Dataset entries:
______________________________

PR #3025, opened 2021-03-30
[RunAllTests] Fix #3018, #1675, #2931, #1600, and part of #2642: Enable data module in Bazel

BenHenning:
Fix #3018
Fix #1675
Fix #2931
Fix #1600
Fix part of #2642

## Explanation
This PR:
1. Enables the data module in Bazel by re-enabling Moshi (avoiding needing #1600 altogether--we can continue using Moshi in Bazel) using a similar solution as #2979
2. This adds the data module's tests to the Bazel BUILD graph (which required pulling one fix from #2916). Note that without #2916 these tests will be flaky, but given that they are not required yet this should be fine.
3. This fixes all of the Bazel tests being broken that was caused by adding the Retrofit interfaces & GAE classes as dependencies in Bazel without Moshi being enabled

______________________________

Reproduce exactly, please, only the lines from the start of the data above to the line that contains "1. Enables the", with both ends kept.

> [Solution to this task]
PR #3025, opened 2021-03-30
[RunAllTests] Fix #3018, #1675, #2931, #1600, and part of #2642: Enable data module in Bazel

BenHenning:
Fix #3018
Fix #1675
Fix #2931
Fix #1600
Fix part of #2642

## Explanation
This PR:
1. Enables the data module in Bazel by re-enabling Moshi (avoiding needing #1600 altogether--we can continue using Moshi in Bazel) using a similar solution as #2979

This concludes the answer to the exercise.